Attacks
This section outlines the range of attacks that can be launched against Large Language Models (LLMs) and demonstrates how LLM Guard offers robust protection against these threats.
NIST Trustworthy and Responsible AI
Following the NIST Trustworthy and Responsible AI framework, attacks on Generative AI systems, including LLMs, can be broadly categorized into four types. LLM Guard is designed to counteract each category effectively:
1. Availability Breakdowns
Attacks targeting the availability of LLMs aim to disrupt their normal operations. Methods such as Denial of Service (DoS) attacks are common. LLM Guard combats these through:
- TokenLimit Input
- ...
2. Integrity Violations
These attacks attempt to undermine the integrity of LLMs, often by injecting malicious prompts.

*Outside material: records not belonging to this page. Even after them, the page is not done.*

PR #867, opened 2026-06-09
Feat/udmi bacnet compliance

dloveen-v:


pkg/auto/udmi/messages.go
```diff
@@ -36,6 +50,59 @@ type PointValue struct {
...
+
+// MetadataSystem is the system block of a metadata message (model_system.json);
+// all fields are optional, but a present location must carry a site.
+type MetadataSystem struct {
+	Name     string            `json:"name,omitempty"`
+	Location *MetadataLocation `json:"location,omitempty"`
+}
+
+// MetadataLocation describes where the device is installed; site is required
+// when location is present and must match ^[A-Z]{2}-[A-Z]{3,4}-[A-Z0-9]{2,9}$.
```
deanredfern26: this comment says `when present must match ...` but I can't see anywhere that this is validated.

pkg/driver/bacnet/merge/udmi.go
```diff
@@ -212,7 +307,19 @@ func (f *udmiMerge) pollPeer(ctx context.Context) error {
...
+
+	// Re-emit state and metadata every poll (not just on change/connect), so a
+	// point-in-time subscriber reliably sees them rather than only catching the
+	// pair published at stream connect. state reports current poll health, including
+	// operational=false when the device is unreachable, so it runs before the
+	// all-failed return below.
+	allFailed := len(errs) == len(f.config.Points)
+	f.operational.Store(!allFailed)
+	if f.config.EmitStateMetadata {
+		f.sendStateMetadata(ctx)
```
deanredfern26: in practice, sending metadata on every poll might prove to be wasteful. we can see how it goes, but other systems I have worked with that emit metadata do so at a less frequent rate as it is unlikely to change much.
also, the pointset data uses an `hasUpdate` flag to check if things have changed before publishing

deanredfern26 (approved):

pkg/auto/udmi/messages.go
dloveen-v: "Must match" due to the open UDMI standards. I will amend to say it's the callers responsibility.

PR #870, opened 2026-06-11
auto/udmi: make retention different per topic

dloveen-v:


pkg/auto/udmi/mqtt.go
```diff
@@ -30,6 +40,14 @@ func mqttPublisher(client mqtt.Client, qos byte, retained bool) Publisher {
 	})
 }
 
+// isEventTopic reports whether an MQTT topic is a UDMI event topic. Event topics
+// use an "/event" or "/events" segment (e.g. ".../event/pointset/points",
+// ".../events/pointset"); state ("/state") and metadata ("/metadata.json")
+// topics do not.
+func isEventTopic(topic string) bool {
+	return strings.Contains(topic, "/event")
```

LLM Guard safeguards integrity through various scanners, including:
- Prompt Injection
- Language Input & Output
- Language Same
- Relevance Output
- Factual Consistency Output
- Ban Topics Input & Output
- ...
3. Privacy Compromise
These attacks seek to compromise privacy by extracting sensitive information from LLMs. LLM Guard protects privacy through:
4. Abuse
Abuse attacks involve the generation of harmful content using LLMs. LLM Guard mitigates these risks through:
- Bias Output
- Toxicity Input & Output
- Ban Competitors Input & Output
- ...
LLM Guard's suite of scanners comprehensively addresses each category of attack, providing a multi-layered defense mechanism to ensure the safe and responsible use of LLMs.